I brought this bad behavior in myself up today because I'm reading a book right now I found on amazon for free about Jesus on the cross, and I read something that has been popping up in my head all day. Something that has really touched my heart, it's something I have thought of before but now it's deeper to me because I realize how much I needed it, and how much He endured for it. What I keep thinking about is my behavior, not just the one I described above, but in many areas of my life past and present. I think of my sins and Jesus calling out from the cross "Father, forgive them, for they do not know what they are doing."(Luke 23:34). I'm a spoiled, ungrateful brat at times, I've lied, I have drank way too much on more than one occasion, I've smoked, abused pills, and cursed, I've been mean and hateful, and I tried to purposely hurt God by sinning because I was angry at Him and Yeshua asked for my forgiveness. In the midst of terrible pain, pain that He bore because of me and you, He asked for our forgiveness.
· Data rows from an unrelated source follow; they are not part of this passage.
PR #314, opened 2020-06-07
Ignore upper bounds on vector in dependencies

Boarders:
Any dependency in the benchmarks that uses vector and has an upper bound will not allow this to build on master so we should ignore those bounds.


Bodigrim:
Thanks!

Issue #297, opened 2020-02-03
modern vector support ranges


cartazio:
the reason why vector has maintained such a long support window for as long as it has is largely because we literally couldn't robustly run CI on new ghc versions. That part is fixed by some fantastic insights by @lehins 

Theres a limit to the CPP a project can support. (while travis CI helps a huge amount, **it does burn folks out**, we all miss Tibbe on containers* land). For small, low surface area projects, its pretty easy to support a huge range in perpetuity, eg https://hackage.haskell.org/package/monad-ste is one i wrote a while ago that i doubt will need an update in the next decade unless ghc changes in strange new ways :).  

also, we genuinely aren't in the know about what ghc version ranges are genuinely being used outside of CI contexts.

# So i did some research 
* for the most gnarly and old distro in serious used: aka for RHEL 7 / Centos 7, you can get ghc 8.6.5 via  https://copr.fedorainfracloud.org/coprs/petersen/ghc-8.6.5/
(@juhp is the hero for those folks in the enterprise ).   Plus i'm genuinely unaware of any haskell engineering teams in those environments that dont use newer ghc versions than the one shipped by default in the distro for active development 
(perhaps @simonmar or @bodigrim or @juhp know of any? whether in their own work or via conversations with others, whats the oldest ghc they know folks actually currently use to ship the end applications?)

## bsds'
* openbsd ports tree has had the ghc ports tree version be >= 8.4 since 2018 (and they dont support versions more than 12 months)

* free bsd ports has had >= 8.4 since June 2018, and all releases from before then are past their end of life threshold., though @raichoo  can perhaps  add some color
## debians
*looking at debian, the oldest long term support release thats still going to have distro support in 6 months is https://wiki.debian.org/LTS debian 9 (buster), which ships with ghc 8.0, though via http://downloads.haskell.org/debian/, 8.6 and 8.8 ghc versions are available. 

* In 6 months, the oldest support debian release will be debian 10 (squeeze) which ships with ghc 8.4 (though again, via the adapted @hvr ppas, newer and old ghc are available )

## buntos

* on ubuntu the oldest flavor that has any sort of support atm is TrustyTahr (though i could be reading this wrong). Though if i'm reading it correctly, https://ubuntu.com/about/release-cycle, then thats more of a commercial security updates offering.  

* Xenial seems like the oldest LTS that gets more than security updates, and thats defaulting to 7.10,, though again the @hvr ppa's provide every ghc version under the sun 7.0 - 8.10.
 
[...]

PR #316, opened 2020-06-13
Make primitive vectors nominally roled

### LINKED ISSUE #277: Make sure next major version bump includes the correct role annotations for each vector type
Storable Vectors need a nominal role, and thats likely true for everything but boxed vectors! (afaict)

Shimuuar:
Reasoning is identical to one for storable vectors. See discussion in #224, and
PR #235.

Fixes #277

### DIFF
--- a/Data/Vector/Primitive.hs
+++ b/Data/Vector/Primitive.hs
@@ -137,6 +137,9 @@ module Data.Vector.Primitive (
 
   -- ** Other vector types
   G.convert,
+#if __GLASGOW_HASKELL__ >= 708
+  unsafeCoerceVector,
+#endif
 
   -- ** Mutable vectors
   freeze, thaw, copy, unsafeFreeze, unsafeThaw, unsafeCopy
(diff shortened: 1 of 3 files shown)


Data/Vector/Primitive.hs
```diff
@@ -137,6 +137,9 @@ module Data.Vector.Primitive (
 
   -- ** Other vector types
   G.convert,
+#if __GLASGOW_HASKELL__ >= 708
+  unsafeCoerceVector,
```
Bodigrim, line 141: Having conditional API is likely to make lifes of downstream dependencies more difficult. It may be better to export `unsafeCoerceVector` unconditionally and define it for old GHCs without `Coercible` constraint.

Data/Vector/Primitive.hs
```diff
@@ -183,11 +186,22 @@ import Data.Traversable ( Traversable )
...
+import Data.Coerce
+import Unsafe.Coerce
 import qualified GHC.Exts as Exts
 #endif
 
 #if __GLASGOW_HASKELL__ >= 708
-type role Vector representational
+type role Vector nominal
+
+-- | /O(1)/ Unsafely coerce a mutable vector from one element type to another,
```
Bodigrim, line 197: "a mutable" -> "an immutable"

changelog.md
```diff
@@ -15,7 +15,10 @@
      `type role MVector nominal representational` (previously, both arguments
      were `phantom`).
    * The role signature for `Data.Vector.Primitive.Vector` is now
-     `type role Vector representational` (previously, it was `phantom`).
+     `type role Vector nominal` (previously, it was `phantom`).
+     for `Data.Vector.Primitive.Mutable.MVector` is now
+     `type role MVector nominal nominal` (previous, both arguments were
+     `phantom`).
```
Bodigrim, line 21: "for" -> "For" (or preferably put "The role signature for" before) 
"previous" -> "previously".

Data/Vector/Primitive.hs
```diff
@@ -183,11 +186,22 @@ import Data.Traversable ( Traversable )
...
+-- representationally equal type. The operation just changes the type of the
+-- underlying pointer and does not modify the elements.
+--
+-- While it guarantees that elements of vector are representationally
+-- equal it doesn't guarantee that 'Prim' instances are memory-compatible.
```
Bodigrim, line 202: This is a subtle subject, and an unprepared reader may be well confused how types could happen to be "representationally equal", but not "memory-compatible". Here is my take (still far from perfect):

"Coerce a vector to another vector, when types of underlying elements are 'Coercible' to each other (e. g., newtypes). This is unsafe, because 'Prim' instances of newtypes can potentially still have different memory representations."

Shimuuar:
@Bodigrim I updated documentation but left CPP as it is. I'd like to revisit #297 before doing anything about it.

PR #317, opened 2020-06-14
Drop support for GHC<=7.8

Shimuuar:
As result of discussion in #297


Shimuuar:
I've rebased PR on top of master. No one complained so I'm merging it

PR #319, opened 2020-06-20
Fix rewrite rule for zipWithM

### LINKED ISSUE #252: Possible bug?: zipWithM xs xs rule
Hello. I've been lately reading the source of this package, and I found the rules like
``` Haskell
{-# RULES

"zipWithM xs xs [Vector.Stream]" forall f xs.
  zipWithM f xs xs = mapM (\x -> f x x) xs   #-}
```
in Data.Vector.Fusion.Stream.Monadic and Data.Vector.Fusion.Bundle.Monadic. These rules look like bugs to me, since the meanings of the two sides of the equation are different. Note that streams/bundles in these modules are *monadic* --- the left hand side duplicates and interleaves the actions in the two copies of the stream xs, and the right hand side executes each of the actions only once.

One possible interpretation is that these Monadic Fusion modules are _internal_ and it is intended only for use from vector modules, but it does not seem to be documented. What do you think?

Shimuuar:
For description of bug see #252. Fix is rather simple RULE now only matches pure streams which is safe since there's no chance of performing some effect only once instead of twice.

In order to be able to do so `lift` was moved from Bundle to Bundle.Monadic

Fixes #252

### DIFF
--- a/Data/Vector/Fusion/Bundle.hs
+++ b/Data/Vector/Fusion/Bundle.hs
@@ -80,7 +80,7 @@ import Data.Vector.Generic.Base ( Vector )
 import Data.Vector.Fusion.Bundle.Size
 import Data.Vector.Fusion.Util
 import Data.Vector.Fusion.Stream.Monadic ( Stream(..), Step(..) )
-import Data.Vector.Fusion.Bundle.Monadic ( Chunk(..) )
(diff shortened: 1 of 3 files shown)


Bodigrim:
LGTM, except GHC 7.10 build.

PR #320, opened 2020-06-20
Reexport PrimMonad from mutable vectors

### LINKED ISSUE #262: Missing API master issue

Shimuuar:
This allows to avoid extra import from primitive (and adding it to cabal file)
It's also in line with reexposrt of Storable and Prim type classes

Fixes #262

### DIFF
--- a/Data/Vector/Generic/Mutable.hs
+++ b/Data/Vector/Generic/Mutable.hs
@@ -13,7 +13,7 @@
 
 module Data.Vector.Generic.Mutable (
   -- * Class of mutable vector types
-  MVector(..),
+  MVector(..), PrimMonad(..),
 
   -- * Accessors
 
--- a/Data/Vector/Generic/Mutable.hs
+++ b/Data/Vector/Generic/Mutable.hs
@@ -13,7 +13,7 @@
 
 module Data.Vector.Generic.Mutable (
   -- * Class of mutable vector types
-  MVector(..), PrimMonad(..),
+  MVector(..),
 
   -- * Accessors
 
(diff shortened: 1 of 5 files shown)


lehins:
@Shimuuar What do you think about also re-exporting `RealWorld`?

It is not too uncommon to see: `(MonadIO m, PrimMonad m, PrimState m ~ RealWorld) =>`

Shimuuar:
Why not? These modules imported qualified so name pollution is not a problem

Data/Vector/Generic/Mutable.hs
```diff
@@ -13,7 +13,7 @@
 
 module Data.Vector.Generic.Mutable (
   -- * Class of mutable vector types
-  MVector(..),
+  MVector(..), PrimMonad(..), RealWorld,
```
Bodigrim, line 16: It's a bit weird to export `PrimMonad(..)` / `RealWorld` under "Class of mutable vector types", and render almost at the very top of haddocks. What about moving them to a new section "Re-exported entities" at the bottom of export list?

Shimuuar: Good point. I moved both to bottom of export list

PR #322, opened 2020-06-20
Add specializations for all functions from Generic

Shimuuar:
Progress is tracked in #299

### DIFF
--- a/Data/Vector.hs
+++ b/Data/Vector.hs
@@ -153,6 +153,9 @@ module Data.Vector (
   scanr, scanr', scanr1, scanr1',
   iscanr, iscanr',
 
+  -- ** Comparisons
+  eqBy, cmpBy,
+
   -- * Conversions
 
   -- ** Lists
@@ -1748,6 +1751,22 @@ scanr1 = G.scanr1
 scanr1' :: (a -> a -> a) -> Vector a -> Vector a
 {-# INLINE scanr1' #-}
 scanr1' = G.scanr1'
+
+-- Comparisons
+-- ------------------------
+
+-- | /O(n)/ Check if two vectors are equal using supplied equality
+-- predicate.
+eqBy :: (a -> b -> Bool) -> Vector a -> Vector b -> Bool
+{-# INLINE eqBy #-}
+eqBy = G.eqBy
+
+-- | /O(n)/ Compare two vectors using supplied comparison function for
+-- vector elements. Comparison works same as for lists.
+--
+-- > cmpBy compare == compare
+cmpBy :: (a -> b -> Ordering) -> Vector a -> Vector b -> Ordering
+cmpBy = G.cmpBy
 
 -- Conversions - Lists
 -- ------------------------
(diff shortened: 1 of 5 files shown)


Shimuuar:
Now all differences between Generic and rest of immutable vectors are accounted for. There're still mutable vectors. But that's much bigger fish to fry.

Shimuuar:
> I don't feel like this is 100% correct wording for cmpBy functions:

Ah! That's case of "I copy-paste, therefore I don't think". Equality is remnant of `eqBy` haddock

Data/Vector.hs
```diff
@@ -1743,6 +1746,19 @@ scanr1' :: (a -> a -> a) -> Vector a -> Vector a
...
+-- Comparisons
+-- ------------------------
+
+-- | /O(n)/ Check if two vectors are equal using supplied equality
+-- predicate.
+eqBy :: (a -> a -> Bool) -> Vector a -> Vector a -> Bool
+{-# INLINE eqBy #-}
+eqBy = G.eqBy
+
+-- | /O(n)/ Check if two vectors are equal using supplied comparison function
```
Bodigrim, line 1758: It's important to mention here and above what happens for vectors of different length.

Shimuuar: I finally updated haddocks for cmpBy

Data/Vector.hs
```diff
@@ -1746,6 +1749,22 @@ scanr1' :: (a -> a -> a) -> Vector a -> Vector a
...
+-- predicate.
+eqBy :: (a -> a -> Bool) -> Vector a -> Vector a -> Bool
+{-# INLINE eqBy #-}
+eqBy = G.eqBy
+
+-- | /O(n)/ Compare two vectors using supplied comparison function for
+-- vector elements. Comparison works same as for lists.
+--
+-- > cmpBy compare == compare
+cmpBy :: (a -> a -> Ordering) -> Vector a -> Vector a -> Ordering
```
Bodigrim, line 1765: Shouldn't it be 
```haskell
cmpBy :: (a -> b -> Ordering) -> Vector a -> Vector b -> Ordering
```
?

lehins: Good catch. That is the type of `G.cmpBy`, so it seems like it should apply to specialized versions as well.

Shimuuar: I specialized these to `a -> a -> Ordering` because almost always vectors of the same type are compared and if someone needs most generic case there's Data.Vector.Generic.cmpBy

Bodigrim: I do not see a good reason to restrict specialized versions in such way. This is both less powerful and less expected.

Shimuuar: I thought that `a -> b -> Ordering` is somewhat unexpected. Anyway I changed specializations to `a -> b -> Ordering`

Bodigrim: Could you please do the same for `eqBy`?

Shimuuar: Done. Thank you for noticing things.

PR #323, opened 2020-06-27
Fix fusion of `<$` operator

lehins:
I've tried both of the suggested approaches from #248 
```haskell
  {-# INLINE (<$) #-}
  (<$) a v = replicate (length v) a
```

Sinless, and shameless Jesus took it all, and asked for our forgiveness...
I am humbled by this, I am in awe of God's mercy and love. And I am in wonder of the obedience and dedication of the Savior in doing His Father's will by becoming the sacrificial lamb for us. Yeshua willing gave His life for ours, willing paid the price for our failings, our sins, then rose again to conquer death. I know I will never be perfect, but everyday I have the chance to follow Jesus, to allow the Holy Spirit to guide me. Everyday I have a chance to follow His example of love, grace, mercy, and forgiveness, and do it better than the day before. Be blessed.
Mark 8:34
And calling the crowd to him with his disciples, he said to them, “If anyone would come after me, let him deny himself and take up his cross and follow me.
Romans 5:8
But God shows his love for us in that while we were still sinners, Christ died for us
Romans 6:23
For the wages of sin is death, but the free gift of God is eternal life in Christ Jesus our Lord
Hebrews 10:8
First he said, "Sacrifices and offerings, burnt offerings, and sin offerings you did not desire, nor were you pleased with them"-- though they were offered in accordance with the law.